Exercise requirements: Would you please copy each line of the data in which the string "implements" occurs?

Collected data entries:
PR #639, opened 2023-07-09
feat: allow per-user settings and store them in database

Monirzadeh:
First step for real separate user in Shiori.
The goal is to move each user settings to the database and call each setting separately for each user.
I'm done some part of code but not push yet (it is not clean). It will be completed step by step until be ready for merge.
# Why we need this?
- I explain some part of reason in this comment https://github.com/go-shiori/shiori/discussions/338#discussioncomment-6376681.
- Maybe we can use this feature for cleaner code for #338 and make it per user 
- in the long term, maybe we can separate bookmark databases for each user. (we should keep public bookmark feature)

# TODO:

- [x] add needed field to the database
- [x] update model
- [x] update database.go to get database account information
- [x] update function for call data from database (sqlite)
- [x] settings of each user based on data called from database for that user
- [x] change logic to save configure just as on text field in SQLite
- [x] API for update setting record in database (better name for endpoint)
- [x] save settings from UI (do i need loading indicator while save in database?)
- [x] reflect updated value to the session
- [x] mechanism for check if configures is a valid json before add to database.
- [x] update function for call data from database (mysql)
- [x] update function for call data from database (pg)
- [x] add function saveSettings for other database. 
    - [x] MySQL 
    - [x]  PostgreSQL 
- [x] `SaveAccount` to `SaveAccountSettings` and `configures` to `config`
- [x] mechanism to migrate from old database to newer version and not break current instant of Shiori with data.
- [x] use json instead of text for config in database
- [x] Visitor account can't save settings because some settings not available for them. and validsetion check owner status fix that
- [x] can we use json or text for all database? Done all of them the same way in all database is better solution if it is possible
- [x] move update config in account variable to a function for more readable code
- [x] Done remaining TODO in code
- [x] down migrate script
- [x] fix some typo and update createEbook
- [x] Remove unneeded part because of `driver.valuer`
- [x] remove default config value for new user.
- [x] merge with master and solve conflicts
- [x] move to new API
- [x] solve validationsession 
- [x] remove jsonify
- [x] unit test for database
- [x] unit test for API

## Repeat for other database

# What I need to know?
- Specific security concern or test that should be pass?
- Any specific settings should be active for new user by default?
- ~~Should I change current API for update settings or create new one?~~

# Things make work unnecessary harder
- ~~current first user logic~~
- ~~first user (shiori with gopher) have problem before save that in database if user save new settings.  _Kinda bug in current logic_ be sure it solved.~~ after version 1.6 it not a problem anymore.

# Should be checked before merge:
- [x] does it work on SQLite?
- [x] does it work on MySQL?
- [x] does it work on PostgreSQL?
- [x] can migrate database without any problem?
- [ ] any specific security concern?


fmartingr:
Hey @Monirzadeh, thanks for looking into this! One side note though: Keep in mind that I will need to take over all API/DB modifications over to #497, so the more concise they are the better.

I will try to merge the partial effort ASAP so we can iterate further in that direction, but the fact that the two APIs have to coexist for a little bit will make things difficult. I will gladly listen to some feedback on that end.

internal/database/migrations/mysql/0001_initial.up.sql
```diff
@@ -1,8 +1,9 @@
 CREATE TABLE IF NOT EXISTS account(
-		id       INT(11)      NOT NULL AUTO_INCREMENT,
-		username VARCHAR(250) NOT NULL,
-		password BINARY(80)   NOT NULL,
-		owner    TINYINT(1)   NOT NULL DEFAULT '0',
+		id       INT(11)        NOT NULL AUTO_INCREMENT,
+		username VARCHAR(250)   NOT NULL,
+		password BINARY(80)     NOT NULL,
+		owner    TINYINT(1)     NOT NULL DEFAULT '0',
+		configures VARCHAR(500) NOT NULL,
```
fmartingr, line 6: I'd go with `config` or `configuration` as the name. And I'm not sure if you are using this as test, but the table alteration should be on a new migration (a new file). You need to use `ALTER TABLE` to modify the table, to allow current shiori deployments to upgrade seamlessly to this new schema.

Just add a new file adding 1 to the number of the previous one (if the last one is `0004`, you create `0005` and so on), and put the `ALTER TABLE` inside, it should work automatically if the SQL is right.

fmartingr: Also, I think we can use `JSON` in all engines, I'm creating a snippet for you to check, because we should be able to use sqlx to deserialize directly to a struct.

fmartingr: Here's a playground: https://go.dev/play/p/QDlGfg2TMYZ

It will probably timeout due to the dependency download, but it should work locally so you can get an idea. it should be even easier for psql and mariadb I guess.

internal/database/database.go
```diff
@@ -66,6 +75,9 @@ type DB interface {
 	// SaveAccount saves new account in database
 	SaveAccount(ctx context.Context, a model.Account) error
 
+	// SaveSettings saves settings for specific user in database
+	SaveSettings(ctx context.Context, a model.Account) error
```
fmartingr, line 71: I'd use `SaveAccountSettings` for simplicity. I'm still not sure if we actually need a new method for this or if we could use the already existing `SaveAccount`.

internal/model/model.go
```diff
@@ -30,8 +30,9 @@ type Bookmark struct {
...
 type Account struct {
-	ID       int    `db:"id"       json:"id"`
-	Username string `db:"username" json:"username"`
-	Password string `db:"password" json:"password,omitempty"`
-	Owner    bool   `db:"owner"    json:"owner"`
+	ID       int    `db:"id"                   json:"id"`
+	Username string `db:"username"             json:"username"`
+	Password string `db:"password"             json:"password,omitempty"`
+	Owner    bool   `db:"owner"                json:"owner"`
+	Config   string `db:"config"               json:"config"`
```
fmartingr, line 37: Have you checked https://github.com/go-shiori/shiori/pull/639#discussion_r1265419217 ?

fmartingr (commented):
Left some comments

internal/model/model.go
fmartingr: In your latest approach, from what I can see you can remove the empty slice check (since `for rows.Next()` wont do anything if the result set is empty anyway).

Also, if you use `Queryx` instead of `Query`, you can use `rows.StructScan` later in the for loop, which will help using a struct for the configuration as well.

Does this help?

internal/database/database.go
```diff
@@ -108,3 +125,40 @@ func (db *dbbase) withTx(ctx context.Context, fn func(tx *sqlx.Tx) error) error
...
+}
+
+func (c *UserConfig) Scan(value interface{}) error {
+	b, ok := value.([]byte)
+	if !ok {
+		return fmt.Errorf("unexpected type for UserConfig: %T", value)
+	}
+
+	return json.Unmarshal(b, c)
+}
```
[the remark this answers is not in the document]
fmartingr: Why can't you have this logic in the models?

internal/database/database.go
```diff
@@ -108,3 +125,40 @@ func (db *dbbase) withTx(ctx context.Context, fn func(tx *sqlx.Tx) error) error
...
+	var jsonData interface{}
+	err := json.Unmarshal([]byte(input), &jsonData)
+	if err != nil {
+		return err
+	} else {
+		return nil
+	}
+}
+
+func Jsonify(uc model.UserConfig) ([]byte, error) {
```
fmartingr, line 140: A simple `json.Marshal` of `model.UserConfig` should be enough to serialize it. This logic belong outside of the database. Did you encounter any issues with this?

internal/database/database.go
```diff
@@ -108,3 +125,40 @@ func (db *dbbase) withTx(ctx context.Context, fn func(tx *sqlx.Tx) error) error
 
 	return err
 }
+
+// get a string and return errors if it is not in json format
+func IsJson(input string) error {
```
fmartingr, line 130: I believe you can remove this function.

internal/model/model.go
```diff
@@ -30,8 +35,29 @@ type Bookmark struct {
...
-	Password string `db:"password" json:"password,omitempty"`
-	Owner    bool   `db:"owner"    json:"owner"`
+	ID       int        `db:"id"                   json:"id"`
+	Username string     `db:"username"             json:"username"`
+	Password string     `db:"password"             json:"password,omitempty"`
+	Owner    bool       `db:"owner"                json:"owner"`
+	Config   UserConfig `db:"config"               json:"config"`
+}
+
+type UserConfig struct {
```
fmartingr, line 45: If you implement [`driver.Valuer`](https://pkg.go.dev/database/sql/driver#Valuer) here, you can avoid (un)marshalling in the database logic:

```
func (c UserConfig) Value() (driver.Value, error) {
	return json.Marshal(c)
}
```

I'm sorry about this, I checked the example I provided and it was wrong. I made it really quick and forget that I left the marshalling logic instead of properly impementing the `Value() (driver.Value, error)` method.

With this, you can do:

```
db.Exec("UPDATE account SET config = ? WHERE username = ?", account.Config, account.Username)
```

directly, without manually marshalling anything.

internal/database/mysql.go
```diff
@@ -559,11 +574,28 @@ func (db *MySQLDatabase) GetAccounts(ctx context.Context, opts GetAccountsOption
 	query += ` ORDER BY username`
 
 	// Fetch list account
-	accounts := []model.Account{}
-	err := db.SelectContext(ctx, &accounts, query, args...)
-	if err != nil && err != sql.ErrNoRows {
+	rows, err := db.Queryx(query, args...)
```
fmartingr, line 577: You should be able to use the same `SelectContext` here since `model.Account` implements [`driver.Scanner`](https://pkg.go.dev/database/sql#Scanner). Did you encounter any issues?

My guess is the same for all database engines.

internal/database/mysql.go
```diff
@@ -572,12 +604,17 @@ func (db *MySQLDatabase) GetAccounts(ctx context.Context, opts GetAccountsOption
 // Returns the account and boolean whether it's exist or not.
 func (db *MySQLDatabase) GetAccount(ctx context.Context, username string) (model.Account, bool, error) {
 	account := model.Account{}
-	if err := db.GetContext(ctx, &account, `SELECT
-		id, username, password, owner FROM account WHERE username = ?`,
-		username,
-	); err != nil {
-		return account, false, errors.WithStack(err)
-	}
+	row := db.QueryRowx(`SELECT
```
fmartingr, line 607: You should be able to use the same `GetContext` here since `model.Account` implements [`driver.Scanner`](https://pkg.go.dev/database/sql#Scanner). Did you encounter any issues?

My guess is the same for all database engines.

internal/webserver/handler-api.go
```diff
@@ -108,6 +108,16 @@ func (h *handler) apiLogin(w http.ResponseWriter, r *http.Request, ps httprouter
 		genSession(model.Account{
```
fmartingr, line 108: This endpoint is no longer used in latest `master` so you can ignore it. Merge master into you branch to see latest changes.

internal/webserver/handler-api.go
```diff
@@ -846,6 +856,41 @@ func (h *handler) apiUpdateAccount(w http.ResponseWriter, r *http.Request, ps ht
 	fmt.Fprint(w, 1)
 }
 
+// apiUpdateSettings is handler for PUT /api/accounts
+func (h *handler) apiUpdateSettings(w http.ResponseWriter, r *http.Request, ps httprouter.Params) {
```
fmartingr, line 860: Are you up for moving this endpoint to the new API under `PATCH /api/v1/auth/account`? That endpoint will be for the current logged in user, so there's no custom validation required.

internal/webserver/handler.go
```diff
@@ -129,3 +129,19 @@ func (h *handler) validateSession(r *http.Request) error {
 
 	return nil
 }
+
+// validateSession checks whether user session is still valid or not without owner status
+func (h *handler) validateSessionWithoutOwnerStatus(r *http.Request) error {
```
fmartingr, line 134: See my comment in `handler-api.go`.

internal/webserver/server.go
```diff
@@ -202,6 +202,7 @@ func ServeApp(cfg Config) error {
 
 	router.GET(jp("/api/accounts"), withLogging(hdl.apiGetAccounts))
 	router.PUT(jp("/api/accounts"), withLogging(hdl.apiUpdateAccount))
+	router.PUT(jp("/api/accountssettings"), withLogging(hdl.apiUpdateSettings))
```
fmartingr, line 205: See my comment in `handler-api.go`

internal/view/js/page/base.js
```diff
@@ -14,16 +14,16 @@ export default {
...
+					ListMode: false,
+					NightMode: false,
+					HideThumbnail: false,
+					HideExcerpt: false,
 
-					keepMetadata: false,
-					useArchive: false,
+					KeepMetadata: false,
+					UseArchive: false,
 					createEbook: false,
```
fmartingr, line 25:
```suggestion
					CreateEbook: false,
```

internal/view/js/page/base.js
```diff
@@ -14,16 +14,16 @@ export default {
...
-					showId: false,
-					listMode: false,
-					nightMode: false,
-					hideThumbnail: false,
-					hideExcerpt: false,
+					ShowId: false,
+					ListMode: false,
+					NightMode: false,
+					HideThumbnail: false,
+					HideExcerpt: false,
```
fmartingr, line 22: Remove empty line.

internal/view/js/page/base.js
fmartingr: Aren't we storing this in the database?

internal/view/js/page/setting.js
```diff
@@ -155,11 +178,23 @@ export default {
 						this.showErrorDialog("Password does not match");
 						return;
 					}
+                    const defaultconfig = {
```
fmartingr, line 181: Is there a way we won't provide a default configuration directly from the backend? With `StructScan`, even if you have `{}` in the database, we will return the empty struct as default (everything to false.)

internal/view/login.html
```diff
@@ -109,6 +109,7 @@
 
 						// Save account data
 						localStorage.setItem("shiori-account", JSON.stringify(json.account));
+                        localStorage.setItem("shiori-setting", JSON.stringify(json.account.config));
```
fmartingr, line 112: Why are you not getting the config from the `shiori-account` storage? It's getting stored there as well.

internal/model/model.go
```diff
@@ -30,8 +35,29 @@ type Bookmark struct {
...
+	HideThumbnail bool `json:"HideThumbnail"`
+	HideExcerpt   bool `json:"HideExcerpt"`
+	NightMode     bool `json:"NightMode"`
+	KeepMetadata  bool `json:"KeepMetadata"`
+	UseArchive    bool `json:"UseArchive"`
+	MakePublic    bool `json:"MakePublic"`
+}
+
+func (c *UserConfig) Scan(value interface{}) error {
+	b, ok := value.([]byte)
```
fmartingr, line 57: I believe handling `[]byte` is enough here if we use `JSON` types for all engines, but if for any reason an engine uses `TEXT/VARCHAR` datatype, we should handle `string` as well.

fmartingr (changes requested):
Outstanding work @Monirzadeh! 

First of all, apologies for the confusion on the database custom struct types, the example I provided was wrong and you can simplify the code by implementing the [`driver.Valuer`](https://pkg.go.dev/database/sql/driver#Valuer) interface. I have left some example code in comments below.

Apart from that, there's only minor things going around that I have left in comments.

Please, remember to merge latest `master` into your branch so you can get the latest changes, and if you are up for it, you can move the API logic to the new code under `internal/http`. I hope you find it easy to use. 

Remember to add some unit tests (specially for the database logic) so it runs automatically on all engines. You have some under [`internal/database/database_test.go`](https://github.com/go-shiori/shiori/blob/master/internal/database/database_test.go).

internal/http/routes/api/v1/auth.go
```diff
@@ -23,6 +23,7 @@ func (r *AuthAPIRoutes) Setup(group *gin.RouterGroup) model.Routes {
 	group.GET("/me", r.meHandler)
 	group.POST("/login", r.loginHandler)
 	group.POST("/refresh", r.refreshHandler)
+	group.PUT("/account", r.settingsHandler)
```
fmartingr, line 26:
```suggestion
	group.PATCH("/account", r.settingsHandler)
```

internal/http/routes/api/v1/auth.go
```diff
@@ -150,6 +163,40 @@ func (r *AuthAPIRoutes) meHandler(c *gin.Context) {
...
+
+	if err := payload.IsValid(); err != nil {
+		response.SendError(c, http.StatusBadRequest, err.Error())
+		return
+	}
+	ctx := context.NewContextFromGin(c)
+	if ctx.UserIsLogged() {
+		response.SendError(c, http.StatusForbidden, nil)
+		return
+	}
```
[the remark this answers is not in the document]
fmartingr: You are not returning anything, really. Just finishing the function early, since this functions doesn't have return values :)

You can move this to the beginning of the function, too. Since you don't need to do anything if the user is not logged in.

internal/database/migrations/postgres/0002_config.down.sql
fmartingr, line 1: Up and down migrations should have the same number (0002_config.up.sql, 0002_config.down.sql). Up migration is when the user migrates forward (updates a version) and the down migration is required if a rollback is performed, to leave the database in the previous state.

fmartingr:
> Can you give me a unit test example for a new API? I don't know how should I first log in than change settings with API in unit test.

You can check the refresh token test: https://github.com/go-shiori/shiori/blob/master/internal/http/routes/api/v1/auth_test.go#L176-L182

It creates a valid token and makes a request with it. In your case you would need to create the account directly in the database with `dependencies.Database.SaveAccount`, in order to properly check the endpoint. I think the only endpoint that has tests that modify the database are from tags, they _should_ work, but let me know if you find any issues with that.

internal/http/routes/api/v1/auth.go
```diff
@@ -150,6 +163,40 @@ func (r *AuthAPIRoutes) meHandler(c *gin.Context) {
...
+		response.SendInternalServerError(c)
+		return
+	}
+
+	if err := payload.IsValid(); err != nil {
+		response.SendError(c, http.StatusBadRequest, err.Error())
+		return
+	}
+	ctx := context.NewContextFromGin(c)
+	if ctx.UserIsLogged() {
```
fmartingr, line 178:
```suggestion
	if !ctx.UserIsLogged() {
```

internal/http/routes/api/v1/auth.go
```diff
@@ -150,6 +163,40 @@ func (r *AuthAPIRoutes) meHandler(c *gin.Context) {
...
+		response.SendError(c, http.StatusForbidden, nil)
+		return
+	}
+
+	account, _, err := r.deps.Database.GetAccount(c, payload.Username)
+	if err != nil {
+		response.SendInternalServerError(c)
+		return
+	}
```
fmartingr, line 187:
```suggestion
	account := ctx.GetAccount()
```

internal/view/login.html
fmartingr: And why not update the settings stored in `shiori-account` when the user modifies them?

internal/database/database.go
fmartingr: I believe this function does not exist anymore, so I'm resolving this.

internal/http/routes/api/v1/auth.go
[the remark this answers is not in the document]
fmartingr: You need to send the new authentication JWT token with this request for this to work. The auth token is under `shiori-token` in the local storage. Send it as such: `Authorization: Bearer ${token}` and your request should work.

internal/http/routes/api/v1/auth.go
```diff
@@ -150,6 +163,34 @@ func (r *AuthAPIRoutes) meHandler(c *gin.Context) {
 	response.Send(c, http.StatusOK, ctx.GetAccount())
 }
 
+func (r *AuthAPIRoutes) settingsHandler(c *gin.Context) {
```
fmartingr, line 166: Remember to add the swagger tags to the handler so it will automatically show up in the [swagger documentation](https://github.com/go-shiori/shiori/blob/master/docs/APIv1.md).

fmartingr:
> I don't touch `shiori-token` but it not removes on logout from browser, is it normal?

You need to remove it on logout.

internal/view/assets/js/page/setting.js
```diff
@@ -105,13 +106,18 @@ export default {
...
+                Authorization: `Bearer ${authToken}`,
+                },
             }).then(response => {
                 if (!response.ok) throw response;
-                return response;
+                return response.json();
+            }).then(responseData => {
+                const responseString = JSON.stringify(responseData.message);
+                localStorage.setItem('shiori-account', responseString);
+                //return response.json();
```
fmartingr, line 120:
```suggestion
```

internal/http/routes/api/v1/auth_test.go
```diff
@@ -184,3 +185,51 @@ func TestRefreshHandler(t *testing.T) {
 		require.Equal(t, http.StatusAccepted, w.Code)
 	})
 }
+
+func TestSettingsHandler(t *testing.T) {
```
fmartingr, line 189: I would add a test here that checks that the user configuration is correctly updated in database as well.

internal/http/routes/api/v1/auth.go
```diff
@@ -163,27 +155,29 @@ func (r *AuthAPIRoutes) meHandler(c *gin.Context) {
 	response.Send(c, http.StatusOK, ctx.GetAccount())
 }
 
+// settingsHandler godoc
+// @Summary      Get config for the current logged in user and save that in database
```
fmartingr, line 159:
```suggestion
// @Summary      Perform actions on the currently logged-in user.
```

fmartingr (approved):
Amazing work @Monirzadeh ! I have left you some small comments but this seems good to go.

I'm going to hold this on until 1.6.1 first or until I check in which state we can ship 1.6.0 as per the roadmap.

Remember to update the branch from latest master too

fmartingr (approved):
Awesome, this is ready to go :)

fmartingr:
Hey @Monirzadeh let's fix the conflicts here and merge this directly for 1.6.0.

Answer area:
fmartingr, line 577: You should be able to use the same `SelectContext` here since `model.Account` implements [`driver.Scanner`](https://pkg.go.dev/database/sql#Scanner). Did you encounter any issues?
fmartingr, line 607: You should be able to use the same `GetContext` here since `model.Account` implements [`driver.Scanner`](https://pkg.go.dev/database/sql#Scanner). Did you encounter any issues?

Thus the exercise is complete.